Whenever Jason and I visit a new campground, we always take the time to scope out the “best” campsites on the property. I carry my handy camping journal to jot down notes about each campground, the site we’re staying at, and possible sites to reserve for future trips.
What do we look for when choosing a campsite? Here are three of our top criteria:
When we go camping, we want to 1) feel like we’re deep in the woods and 2) camp without the obvious presence of strangers. We look for campsites that are wooded and that are concealed from the campsites around it. When you go camping for relaxation, the more secluded the site the better.
Another benefit of seclusion: Our dogs have fewer things to bark at. Neither Bailey or Naya are big barkers, but when something gets them going, it’s hard to stop them. When we can’t easily see other people or dogs walking past our campsite, it makes for a much more pleasant experience for all involved.
Proximity to Facilities
With a camper now, this is a little less of an issue, but we’ve always preferred campsites that are close to a bath/shower house. The last thing I want to do is walk halfway across the campground in the middle of the night just to go to the bathroom.

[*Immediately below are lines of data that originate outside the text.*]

PR #535, opened 2020-03-25
Fix undefined reference to dl on ubuntu

alekece:
This PR is quite simple : link `dl` library to `soci-core`.

## Mandatory picture of a cat
black_cat


ledger-core/lib/soci/core/CMakeLists.txt
```diff
@@ -111,6 +111,8 @@ if (SOCI_STATIC)
 
   add_library(${SOCI_CORE_TARGET_STATIC} STATIC ${SOCI_CORE_HEADERS} ${SOCI_CORE_SOURCES})
 
+  target_link_libraries(${SOCI_CORE_TARGET_STATIC} ${CMAKE_DL_LIBS})
```
phaazon: Please test the platform you’re on is a unix / linux. I’m not sure about the behavior of that stuff on Windows.

PR #538, opened 2020-03-26
Add compiler warnings

alekece:
The PR aims to enable a bunch of compiler warnings for `MSVC`, `Clang`, `AppleClang` and `Gcc`.

The compilation of `lib-ledger-core` - more precisely `ledger-core` and all the coins - triggers a lot of warnings so the compiler warnings feature is optional  and disable by default.

Compiler warnings can be enabled such as :
```
cmake -DENABLE_WARNINGS=ON -DWARNINGS_AS_ERRORS=ON ...
```

## Mandatory picture of an animal
hole_cat

### DIFF
--- a/cmake/CompilerWarnings.cmake
+++ b/cmake/CompilerWarnings.cmake
@@ -1,0 +1,83 @@
+function(enable_warnings target_name)
+    option(ENABLE_WARNINGS "Enable compiler warnings" OFF)
+
+    if (ENABLE_WARNINGS)
+        set(MSVC_WARNINGS
+            /W4 # Baseline reasonable warnings
+            /w14242 # 'identfier': conversion from 'type1' to 'type1', possible loss of data
+            /w14254 # 'operator': conversion from 'type1:field_bits' to 'type2:field_bits', possible loss
+                    # of data
+            /w14263 # 'function': member function does not override any base class virtual member function
+            /w14265 # 'classname': class has virtual functions, but destructor is not virtual instances of
+                    # this class may not be destructed correctly
+            /w14287 # 'operator': unsigned/negative constant mismatch
+            /we4289 # nonstandard extension used: 'variable': loop control variable declared in the for-
+                    # loop is used outside the for-loop scope
+            /w14296 # 'operator': expression is always 'boolean_value'
+            /w14311 # 'variable': pointer truncation from 'type1' to 'type2'
+            /w14545 # expression before comma evaluates to a function which is missing an argument list
+            /w14546 # function call before comma missing argument list
+            /w14547 # 'operator': operator before comma has no effect; expected operator with side-effect
+            /w14549 # 'operator': operator before comma has no effect; did you intend 'operator'?
+            /w14555 # expression has no effect; expected expression with side- effect
+            /w14619 # pragma warning: there is no warning number 'number'
+            /w14640 # Enable warning on thread un-safe static member initialization
+            /w14826 # Conversion from 'type1' to 'type_2' is sign-extended. This may cause unexpected
+                    # runtime behavior.
+            /w14905 # wide string literal cast to 'LPSTR'
+            /w14906 # string literal cast to 'LPWSTR'
+            /w14928 # illegal copy-initialization; more than one user-defined conversion has been
+                    # implicitly applied
+        )
+
+        set(CLANG_WARNINGS
+            -Wall
+            -Wextra # reasonable and standard
+            -Wshadow # warn the user if a variable declaration shadows one from a parent context
+            -Wnon-virtual-dtor # warn the user if a class with virtual functions has a non-virtual
+                                # destructor. This helps catch hard to track down memory errors
+            -Wold-style-cast # warn for c-style casts
+            -Wcast-align # warn for potential performance problem casts
+            -Wunused # warn on anything being unused
+            -Woverloaded-virtual # warn if you overload (not override) a virtual function
+            -Wpedantic # warn if non-standard C++ is used
+            -Wconversion # warn on type conversions that may lose data
+            -Wsign-conversion # warn on sign conversions
+            -Wnull-dereference # warn if a null dereference is detected
+            -Wdouble-promotion # warn if float is implicit promoted to double
+            -Wformat=2 # warn on security issues around functions that format output (ie printf)
+        )
+        
+        if(CMAKE_BUILD_TYPE STREQUAL "Debug")
+            set(CLANG_WARNINGS ${CLANG_WARNINGS} -O0 -g)
+            set(MSVC_WARNINGS ${MSVC_WARNINGS} /Od)
+        elseif(CMAKE_BUILD_TYPE STREQUAL "RelWithDebInfo")
+            set(CLANG_WARNINGS ${CLANG_WARNINGS} -O3 -g)
+            set(MSVC_WARNINGS ${MSVC_WARNINGS} /O2d)
+        elseif(CMAKE_BUILD_TYPE STREQUAL "MinSizeRel")
+            set(CLANG_WARNINGS ${CLANG_WARNINGS} -Os)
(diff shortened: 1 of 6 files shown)


cmake/CompilerWarnings.cmake
```diff
@@ -0,0 +1,90 @@
+function(set_enabled_compiler_warnings target_name)
+    option(ENABLE_WARNINGS "Enable compiler warnings" OFF)
+    option(WARNINGS_AS_ERRORS "Treat warnings as erros" OFF)
+
+    if (ENABLE_WARNINGS)
+        set(MSVC_WARNINGS
+            /W4 # Baseline reasonable warnings
+            /w14242 # 'identfier': conversion from 'type1' to 'type1', possible loss of data
```
phaazon: identifier*

cmake/CompilerWarnings.cmake
```diff
@@ -0,0 +1,90 @@
...
+            /w14254 # 'operator': conversion from 'type1:field_bits' to 'type2:field_bits', possible loss
+                    # of data
+            /w14263 # 'function': member function does not override any base class virtual member function
+            /w14265 # 'classname': class has virtual functions, but destructor is not virtual instances of
```
phaazon: instance*

cmake/CompilerWarnings.cmake
```diff
@@ -0,0 +1,90 @@
...
+                    # this class may not be destructed correctly
```
phaazon: Weird phrasing, I think some punctuation is missing.

cmake/CompilerWarnings.cmake
```diff
@@ -0,0 +1,90 @@
...
+            /w14905 # wide string literal cast to 'LPSTR'
+            /w14906 # string literal cast to 'LPWSTR'
+            /w14928 # illegal copy-initialization; more than one user-defined conversion has been
+                    # implicitly applied
+        )
+
+        set(CLANG_WARNINGS
+            -Wall
+            -Wextra # reasonable and standard
+            -Wshadow # warn the user if a variable declaration shadows one from a parent context
```
phaazon: Isn’t that in `-Wall` already?

cmake/CompilerWarnings.cmake
```diff
@@ -0,0 +1,90 @@
...
+            -Wpedantic # warn if non-standard C++ is used
+            -Wconversion # warn on type conversions that may lose data
+            -Wsign-conversion # warn on sign conversions
+            -Wnull-dereference # warn if a null dereference is detected
+            -Wdouble-promotion # warn if float is implicit promoted to double
+            -Wformat=2 # warn on security issues around functions that format output (ie printf)
+        )
+        
+        if(WARNINGS_AS_ERRORS)
+            message("warnings as errors")
```
phaazon: Please provide a better message for the user interface (with a verb so that the user know what’s happening).

cmake/CompilerWarnings.cmake
```diff
@@ -0,0 +1,90 @@
+function(set_enabled_compiler_warnings target_name)
+    option(ENABLE_WARNINGS "Enable compiler warnings" OFF)
+    option(WARNINGS_AS_ERRORS "Treat warnings as erros" OFF)
+
+    if (ENABLE_WARNINGS)
+        set(MSVC_WARNINGS
```
phaazon: Even though this is not going to be used on non-Windows, it’s a bit silly to declare variables when not needed. Not very important, but still a bit iffy.

cmake/CompilerWarnings.cmake
```diff
@@ -0,0 +1,90 @@
...
+        )
+
+        target_compile_options(
+            ${target_name} PRIVATE
+              $<$<OR:$<CXX_COMPILER_ID:Clang>,$<CXX_COMPILER_ID:AppleClang>>:
+              ${CLANG_WARNINGS}>
+              $<$<CXX_COMPILER_ID:MSVC>:
+              ${MSVC_WARNINGS}>
+              $<$<CXX_COMPILER_ID:GNU>:
+              ${GCC_WARNINGS}>)
```
phaazon: Can you format in a way it’s easier to read? Like:
```suggestion
            ${target_name} PRIVATE
                 $<$<OR:
                     $<CXX_COMPILER_ID:Clang>,$<CXX_COMPILER_ID:AppleClang>>:
                         ${CLANG_WARNINGS}
                     >
                     $<$<CXX_COMPILER_ID:MSVC>:
                         ${MSVC_WARNINGS}
                     >
                     $<$<CXX_COMPILER_ID:GNU>:
                         ${GCC_WARNINGS}
                     >
        )
```

ledger-core-bitcoin/src/CMakeLists.txt
```diff
@@ -96,6 +96,10 @@ else()
     include(StaticAnalyzers)
     set_enabled_static_analyzers(ledger-core-bitcoin-obj)
 
+    # add compiler warnings
+    include(CompilerWarnings)
+    set_enabled_compiler_warnings(ledger-core-bitcoin-obj)
```
phaazon: Argh, I didn’t see those names, `set_enabled`, what does it mean? It’s a bit confusing… :confused:

ledger-core/src/CMakeLists.txt
```diff
@@ -94,6 +92,9 @@ if(IS_IOS GREATER_EQUAL 0)
     )
 else()
     add_library(ledger-core-api-obj OBJECT ${ledger-core-api-sources})
+    target_compile_options(ledger-core-api-obj PRIVATE
+        -Wno-return-type
```
phaazon: Why is this one like an exception?

cmake/CompilerWarnings.cmake
alekece: Not at all but after checking it one by one there are some duplicates.

cmake/CompilerWarnings.cmake
alekece: Concerning code formatting, I will introduce `cmake-format` tool.

ledger-core/src/CMakeLists.txt
alekece: Oops ! This is something I forgot.

ledger-core/src/CMakeLists.txt
```diff
@@ -163,7 +166,7 @@ target_link_libraries(ledger-core-interface INTERFACE ethash)
 target_link_libraries(ledger-core-interface INTERFACE ${SQLITE_LIB})
 
 target_include_directories(
-    ledger-core-interface INTERFACE
+    ledger-core-interface SYSTEM INTERFACE
```
phaazon: Why do you need `SYSTEM` here?

ledger-core/src/CMakeLists.txt
```diff
@@ -102,6 +100,11 @@ else()
     include(StaticAnalyzers)
     set_enabled_static_analyzers(ledger-core-obj)
 
+    # set compiler warnings
+    include(CompilerWarnings)
+    set_compiler_warnings(ledger-core-obj)
+    disable_compiler_warnings(ledger-core-api-obj)
```
phaazon: Yeah see, this why `set` / `enable` are not good names. It feels like you always disable warnings for API (which I think is okay) and always set warnings for our code. I’m not feeling comfortable with that naming, please find other names (`toggle` is still a good candidate to me).

cmake/CompilerWarnings.cmake
```diff
@@ -0,0 +1,93 @@
+function(set_compiler_warnings target_name)
```
phaazon: See my remark below.

ledger-core/src/CMakeLists.txt
alekece: The `SYSTEM` keyword is needed to avoid to propagate compiler warnings to our dependencies.
`cmake` will interpret `SYSTEM` by adding `-Isystem` to the compiler command line which will skip all headers after that option.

Our camper has a wet bath, so the whole bathroom is the shower with a toilet in the middle. It’s a tight squeeze and while I might be able to shower in it, Jason will not. We’ll still look to be close to a bath house for showering.
The layout of a campsite is an overlooked, but very important quality. Where is everything – from the tent pad to fire ring – situated?
Our favorite campsite in Door County’s Peninsula State Park has the perfect layout. The tent pad sits at one end of the site, the fire ring sits at the other end, and there’s just enough space to put up a screen room in between. And while there is room for these three living spaces, it’s not so large a site that you feel too spread out. It fits everything you need within the perfect amount of space.
Compare this to our site at Ottawa Lake in the Kettle Moraine State Forest. It was a huge site (bonus?), but everything was really spread out. Our camper was parked in the driveway (at the end of which was the tent pad), but the fire ring seemed like it was in it’s own campsite. I know I don’t want the fire ring right next to our flammable tent or camper canopy, but I also don’t want to feel like our little family of four is camping on two separate sites.
Feeling at home while camping is part of the fun, and certain things about a campsite can make or break a trip. We’ve been lucky to love most of the campsites we’ve stayed at. I can’t wait to see where our home away from home will take us next!
Question for You: What do you look for in a campsite?